### Dataset entries

PR #687, opened 2022-12-26
feat(grace_period): Add nullable to invoice_grace_period

rsempe:
## Roadmap Task

## Context

## Description

The goal of this PR is to:
- add nullable to invoice grace period column on customers
- be able to create persisted events in a terminated subscription

### DIFF
--- a/app/models/customer.rb
+++ b/app/models/customer.rb
@@ -35,7 +35,7 @@ class Customer < ApplicationRecord
   validates :country, country_code: true, unless: -> { country.nil? }
   validates :currency, inclusion: { in: currency_list }, allow_nil: true
   validates :external_id, presence: true, uniqueness: { scope: :organization_id }
-  validates :invoice_grace_period, numericality: { greater_than_or_equal_to: 0 }
+  validates :invoice_grace_period, numericality: { greater_than_or_equal_to: 0 }, allow_nil: true
   validates :payment_provider, inclusion: { in: PAYMENT_PROVIDERS }, allow_nil: true
   validates :timezone, timezone: true, allow_nil: true
   validates :vat_rate, numericality: { less_than_or_equal_to: 100, greater_than_or_equal_to: 0 }, allow_nil: true
@@ -69,7 +69,7 @@ class Customer < ApplicationRecord
   end
 
   def applicable_invoice_grace_period
-    return invoice_grace_period if invoice_grace_period.positive?
+    return invoice_grace_period if invoice_grace_period.present?
 
     organization.invoice_grace_period
   end
--- a/app/services/events/validate_creation_service.rb
+++ b/app/services/events/validate_creation_service.rb
@@ -61,9 +61,8 @@ module Events
 
       return invalid_code_error unless valid_code?
 
-      invalid_persisted_event = persisted_event_validation(
-        customer.active_subscriptions.first || organization.subscriptions.find_by(id: params[:subscription_id]),
-      )
+      subscription = organization.subscriptions.find_by(external_id: params[:external_subscription_id])
+      invalid_persisted_event = persisted_event_validation(subscription || customer.active_subscriptions.first)
       return invalid_persisted_event_error(invalid_persisted_event) if invalid_persisted_event.present?
     end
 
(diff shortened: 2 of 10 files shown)


spec/services/events/validate_creation_service_spec.rb
```diff
@@ -227,6 +227,36 @@
...
+            code: billable_metric.code,
+            properties: {
+              billable_metric.field_name => 'ext_1234',
+              'operation_type' => 'add',
+            },
+          }
+        end
+
+        it 'returns no error' do
+
```
jdenquin, line 254: Layout/EmptyLinesAroundBlockBody: Extra empty line detected at block body beginning. (https://rubystyle.guide#empty-lines-around-bodies)

app/models/customer.rb
```diff
@@ -69,7 +69,7 @@ def applicable_timezone
   end
 
   def applicable_invoice_grace_period
-    return invoice_grace_period if invoice_grace_period.positive?
+    return invoice_grace_period if invoice_grace_period.present?
```
jdenquin, line 72: we do not need the `positive` test anymore?

app/services/events/validate_creation_service.rb
```diff
@@ -62,7 +62,9 @@ def validate_create
       return invalid_code_error unless valid_code?
 
       invalid_persisted_event = persisted_event_validation(
-        customer.active_subscriptions.first || organization.subscriptions.find_by(id: params[:subscription_id]),
+        organization.subscriptions.find_by(
```
jdenquin, line 65: this is strange by reading it, could we improve it?

spec/models/customer_spec.rb
```diff
@@ -118,7 +118,7 @@
       let(:organization_invoice_grace_period) { 5 }
 
       before do
-        customer.invoice_grace_period = 0
+        customer.invoice_grace_period = nil
```
jdenquin, line 121: if it's null by default, no need to initialize it?

spec/services/events/validate_creation_service_spec.rb
```diff
@@ -227,6 +227,35 @@
...
+        let(:billable_metric) do
+          create(
+            :billable_metric,
+            organization:,
+            aggregation_type: 'recurring_count_agg',
+            field_name: 'item_id',
+          )
+        end
+
+        let(:subscription) { create(:subscription, customer:, organization:, status: :terminated) }
```
jdenquin, line 241: can we put the one line `let` before the blocks?

jdenquin (changes requested):

app/models/customer.rb
rsempe: nope - we just have to check if `invoice_grace_period` is set or not now
previously, we were checking because by default, value was equal to zero

spec/services/events/validate_creation_service_spec.rb
rsempe: why this convention? 😅 - I personally prefer to put them to be coherent when it's used (here for instance, subscription is called when we're using the initializing `params`)

app/services/events/validate_creation_service.rb
rsempe: why strange?
`has_many :subscriptions, through: :customers`

spec/models/customer_spec.rb
rsempe: nope, here `invoice_grace_period` is equal to `3`, see [here](https://github.com/getlago/lago-api/pull/687/files/090c606ccc60595fe1cb2cf146d97035d76ca223#diff-169a4b470e704cdc458507df849294eaa7005d1db666def55bb70f25f5d3a02cL110)

app/services/events/validate_creation_service.rb
jdenquin: not the find_by but we use the result directly into a method call, would be better to put it into a var no?

spec/services/events/validate_creation_service_spec.rb
jdenquin: it's only for readability 😂

app/services/events/validate_creation_service.rb
rsempe: Agreed - Updated

jdenquin (approved):

PR #689, opened 2022-12-27
fix (webhooks): change webhook public key endpoint reponse type

lovrocolic:
## Context

In order to be consistent in API response types, this PR changes response type for endpoint to generate webhook public key

## Description

`api/v1/webhooks/public_key` returned text/plain in the past. It's changed now to application/json

### DIFF
--- a/app/controllers/api/v1/webhooks_controller.rb
+++ b/app/controllers/api/v1/webhooks_controller.rb
@@ -3,7 +3,12 @@
 module Api
   module V1
     class WebhooksController < Api::BaseController
+      # Deprecated method
       def public_key
+        render(plain: Base64.encode64(RsaPublicKey.to_s))
+      end
+
+      def json_public_key
         render(
           json: {
             webhook: {
--- a/app/controllers/api/v1/webhooks_controller.rb
+++ b/app/controllers/api/v1/webhooks_controller.rb
@@ -4,7 +4,14 @@ module Api
   module V1
     class WebhooksController < Api::BaseController
       def public_key
-        render(plain: Base64.encode64(RsaPublicKey.to_s))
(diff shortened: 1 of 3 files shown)


vincent-pochet (approved):
Looks good, but it's a breaking change :boom: 
How do we want to handle this?

lovrocolic:
> Looks good, but it's a breaking change 💥 How do we want to handle this?

Yep, that's why we haven't merged it yet. This one is not an urgent one and secret key is not fetched so often so we should probably be good here... However, it would be good if we can notice users about it... @mathieu-lago Can you maybe help here with notifying users? 🙏

vincent-pochet:
Hey @lovrocolic! I had a discussion with @mathieu-lago and @jdenquin and we think it's better not to add a new breaking change.

To prevent it, we suggest to add a new route `GET /api/v1/webhooks/json_public_key` which will return the new response format and to keep the old one untouched.
We should rely on the json one in the clients and in the doc and keep the old one undocumented and marked as deprecated in the code (and in the coming release note)

Let me know if you need more info

lovrocolic:
> Hey @lovrocolic! I had a discussion with @mathieu-lago and @jdenquin and we think it's better not to add a new breaking change.
> 
> To prevent it, we suggest to add a new route `GET /api/v1/webhooks/json_public_key` which will return the new response format and to keep the old one untouched. We should rely on the json one in the clients and in the doc and keep the old one undocumented and marked as deprecated in the code (and in the coming release note)
> 
> Let me know if you need more info

Hey @vincent-pochet . Make sense to me! Just updated it!

vincent-pochet (approved):
:rocket:

PR #693, opened 2022-12-28
misc(license): Add license support

jdenquin:
## Description

- Add License Support

### DIFF
--- a/db/schema.rb
+++ b/db/schema.rb
@@ -170,8 +170,8 @@ ActiveRecord::Schema[7.0].define(version: 2022_12_19_111209) do
     t.string "refund_vat_amount_currency"
     t.bigint "vat_amount_cents", default: 0, null: false
     t.string "vat_amount_currency"
-    t.date "issuing_date", null: false
     t.datetime "refunded_at"
+    t.date "issuing_date", null: false
     t.index ["customer_id"], name: "index_credit_notes_on_customer_id"
     t.index ["invoice_id"], name: "index_credit_notes_on_invoice_id"
   end
@@ -331,9 +331,9 @@ ActiveRecord::Schema[7.0].define(version: 2022_12_19_111209) do
     t.uuid "customer_id"
     t.boolean "legacy", default: false, null: false
     t.float "vat_rate"
-    t.integer "status", default: 0, null: false
     t.bigint "credit_amount_cents", default: 0, null: false
     t.string "credit_amount_currency"
+    t.integer "status", default: 0, null: false
     t.string "timezone", default: "UTC", null: false
     t.index ["customer_id"], name: "index_invoices_on_customer_id"
   end
--- a/db/schema.rb
+++ b/db/schema.rb
@@ -10,7 +10,7 @@
 #
 # It's strongly recommended that you check this file into your version control system.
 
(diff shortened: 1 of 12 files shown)


db/schema.rb
```diff
@@ -331,9 +331,9 @@
     t.uuid "customer_id"
     t.boolean "legacy", default: false, null: false
     t.float "vat_rate"
-    t.integer "status", default: 0, null: false
     t.bigint "credit_amount_cents", default: 0, null: false
     t.string "credit_amount_currency"
+    t.integer "status", default: 0, null: false
```
rsempe, line 336: You can rebuild your db to not have this change ;)

jdenquin: ah yes wanted to remove the `schema.rb` from this PR scope

spec/lib/lago_utils/license_spec.rb
```diff
@@ -0,0 +1,65 @@
...
+RSpec.describe LagoUtils::License do
+  subject(:license) { described_class.new(url) }
+
+  let(:url) { 'https://license.lago' }
+
+  before do
+    ENV['LAGO_LICENSE'] = 'test-license'
+  end
+
+  describe '.verify' do
```
rsempe, line 14:
```suggestion
  describe '#verify' do
```

rsempe, line 14:
```suggestion
  describe '#verify' do
```

spec/lib/lago_utils/license_spec.rb
```diff
@@ -0,0 +1,65 @@
...
+      it 'sets premium to true' do
+        license.verify
+
+        expect(license).to be_premium
+      end
+    end
+
+    context 'when license is not present' do
+      before do
+        ENV['LAGO_LICENSE'] = nil
```
rsempe, line 36: Are you sure you don't have to set it again after the test?

rsempe (approved):

spec/lib/lago_utils/license_spec.rb
jdenquin: since it only runs for test I pretty sure yes!

lib/lago_utils/lago_utils/license.rb
```diff
@@ -0,0 +1,27 @@
...
+    def initialize(url)
+      @url = url
+      @premium = false
+    end
+
+    def verify
+      return if ENV['LAGO_LICENSE'].blank?
+
+      http_client = LagoHttpClient::Client.new("#{url}/verify/#{ENV['LAGO_LICENSE']}")
+      response = http_client.post({}, [])
```
lovrocolic, line 14: TBH I'm not sure why we don't use HTTP GET here since we just fetch some informations here

jdenquin: that designed in the license service this way, but we can update it with a `GET`, wdyt @rsempe ?

rsempe: Yep, `GET` makes more sense to me as well

jdenquin: let's go for a GET so!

### Action item
Output the number of lines in the records above that contain the string "pochet", and no other text.

### Exercise output
4